● **YOUR TASK**:
Please count how many lines below contain the word "much" and reply with only that number.

--------------------

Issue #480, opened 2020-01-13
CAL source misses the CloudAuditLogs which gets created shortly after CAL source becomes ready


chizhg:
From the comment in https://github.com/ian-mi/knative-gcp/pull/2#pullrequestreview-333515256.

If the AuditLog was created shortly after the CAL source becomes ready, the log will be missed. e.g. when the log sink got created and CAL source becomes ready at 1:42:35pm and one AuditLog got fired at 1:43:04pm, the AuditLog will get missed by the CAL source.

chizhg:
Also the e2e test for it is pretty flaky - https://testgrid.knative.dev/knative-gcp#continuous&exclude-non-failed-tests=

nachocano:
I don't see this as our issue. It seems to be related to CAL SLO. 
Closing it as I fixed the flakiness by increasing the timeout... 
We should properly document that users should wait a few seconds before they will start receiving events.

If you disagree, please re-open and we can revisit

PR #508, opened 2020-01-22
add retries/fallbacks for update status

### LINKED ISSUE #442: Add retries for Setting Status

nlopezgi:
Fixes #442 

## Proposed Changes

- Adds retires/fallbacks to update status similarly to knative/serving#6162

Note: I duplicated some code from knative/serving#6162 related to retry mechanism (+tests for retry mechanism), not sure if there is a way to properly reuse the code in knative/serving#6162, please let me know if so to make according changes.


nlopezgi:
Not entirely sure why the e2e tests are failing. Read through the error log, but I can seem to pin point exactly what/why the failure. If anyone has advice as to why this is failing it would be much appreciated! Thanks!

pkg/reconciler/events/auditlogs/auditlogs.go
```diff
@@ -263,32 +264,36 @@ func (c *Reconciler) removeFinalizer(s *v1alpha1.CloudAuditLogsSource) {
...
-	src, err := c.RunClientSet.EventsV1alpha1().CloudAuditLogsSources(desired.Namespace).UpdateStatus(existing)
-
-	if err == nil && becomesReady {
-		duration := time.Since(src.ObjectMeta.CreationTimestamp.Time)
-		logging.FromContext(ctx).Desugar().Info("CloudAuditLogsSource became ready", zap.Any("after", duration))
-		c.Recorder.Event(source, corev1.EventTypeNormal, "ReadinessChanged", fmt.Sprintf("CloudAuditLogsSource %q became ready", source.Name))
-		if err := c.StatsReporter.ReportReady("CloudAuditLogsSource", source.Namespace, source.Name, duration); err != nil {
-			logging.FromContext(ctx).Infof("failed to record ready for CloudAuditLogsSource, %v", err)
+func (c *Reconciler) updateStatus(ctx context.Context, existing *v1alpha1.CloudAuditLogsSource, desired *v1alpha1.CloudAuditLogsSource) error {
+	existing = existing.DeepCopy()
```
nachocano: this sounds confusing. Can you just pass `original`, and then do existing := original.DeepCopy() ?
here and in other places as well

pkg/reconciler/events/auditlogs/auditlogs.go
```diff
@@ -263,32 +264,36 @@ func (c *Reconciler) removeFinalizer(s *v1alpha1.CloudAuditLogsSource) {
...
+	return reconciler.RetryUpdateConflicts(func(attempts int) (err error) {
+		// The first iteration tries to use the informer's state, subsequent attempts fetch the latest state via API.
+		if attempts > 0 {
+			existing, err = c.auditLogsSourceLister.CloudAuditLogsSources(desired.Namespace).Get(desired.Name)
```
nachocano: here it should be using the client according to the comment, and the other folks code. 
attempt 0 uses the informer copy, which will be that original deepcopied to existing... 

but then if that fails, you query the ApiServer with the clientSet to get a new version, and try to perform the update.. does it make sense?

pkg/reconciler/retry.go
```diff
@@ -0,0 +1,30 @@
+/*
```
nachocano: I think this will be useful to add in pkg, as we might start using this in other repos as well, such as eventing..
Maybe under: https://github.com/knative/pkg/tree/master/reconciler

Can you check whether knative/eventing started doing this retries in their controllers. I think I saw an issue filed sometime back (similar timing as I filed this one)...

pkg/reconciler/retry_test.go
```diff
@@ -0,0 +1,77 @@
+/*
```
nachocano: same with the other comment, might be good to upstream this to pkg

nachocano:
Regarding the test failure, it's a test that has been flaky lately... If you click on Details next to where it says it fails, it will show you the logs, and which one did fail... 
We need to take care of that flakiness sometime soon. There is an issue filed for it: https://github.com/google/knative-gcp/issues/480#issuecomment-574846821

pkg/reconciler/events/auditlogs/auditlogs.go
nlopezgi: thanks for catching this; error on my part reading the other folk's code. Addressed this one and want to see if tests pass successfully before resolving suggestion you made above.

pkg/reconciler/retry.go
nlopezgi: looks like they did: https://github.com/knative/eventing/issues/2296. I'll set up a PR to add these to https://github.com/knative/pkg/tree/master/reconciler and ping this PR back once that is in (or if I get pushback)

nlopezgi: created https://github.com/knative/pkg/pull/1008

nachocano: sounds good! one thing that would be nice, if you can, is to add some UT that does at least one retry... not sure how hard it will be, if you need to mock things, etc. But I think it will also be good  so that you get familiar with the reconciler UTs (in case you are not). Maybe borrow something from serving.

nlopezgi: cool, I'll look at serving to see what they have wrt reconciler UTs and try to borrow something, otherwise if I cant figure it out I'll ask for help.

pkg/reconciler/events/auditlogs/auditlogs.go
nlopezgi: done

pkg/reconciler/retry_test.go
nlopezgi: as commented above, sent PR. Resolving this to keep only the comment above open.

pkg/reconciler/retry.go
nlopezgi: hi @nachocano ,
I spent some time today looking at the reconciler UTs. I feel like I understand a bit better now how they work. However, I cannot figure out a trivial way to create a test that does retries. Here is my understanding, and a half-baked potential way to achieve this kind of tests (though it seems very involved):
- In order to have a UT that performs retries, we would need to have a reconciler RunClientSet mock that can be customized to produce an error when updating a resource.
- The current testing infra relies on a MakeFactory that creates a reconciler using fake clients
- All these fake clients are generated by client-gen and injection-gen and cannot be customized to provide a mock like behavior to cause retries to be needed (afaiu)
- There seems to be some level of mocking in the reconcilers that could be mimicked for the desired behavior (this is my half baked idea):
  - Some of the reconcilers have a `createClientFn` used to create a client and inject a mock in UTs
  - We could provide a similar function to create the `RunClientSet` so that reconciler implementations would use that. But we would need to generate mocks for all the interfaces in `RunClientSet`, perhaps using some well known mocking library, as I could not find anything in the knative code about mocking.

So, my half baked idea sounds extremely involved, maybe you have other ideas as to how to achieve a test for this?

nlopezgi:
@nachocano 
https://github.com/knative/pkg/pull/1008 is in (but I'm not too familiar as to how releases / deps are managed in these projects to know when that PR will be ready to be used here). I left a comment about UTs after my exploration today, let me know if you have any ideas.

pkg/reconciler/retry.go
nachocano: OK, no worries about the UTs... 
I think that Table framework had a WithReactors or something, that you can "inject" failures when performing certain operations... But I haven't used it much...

--------------------

● **EXERCISE SOLUTION**:
2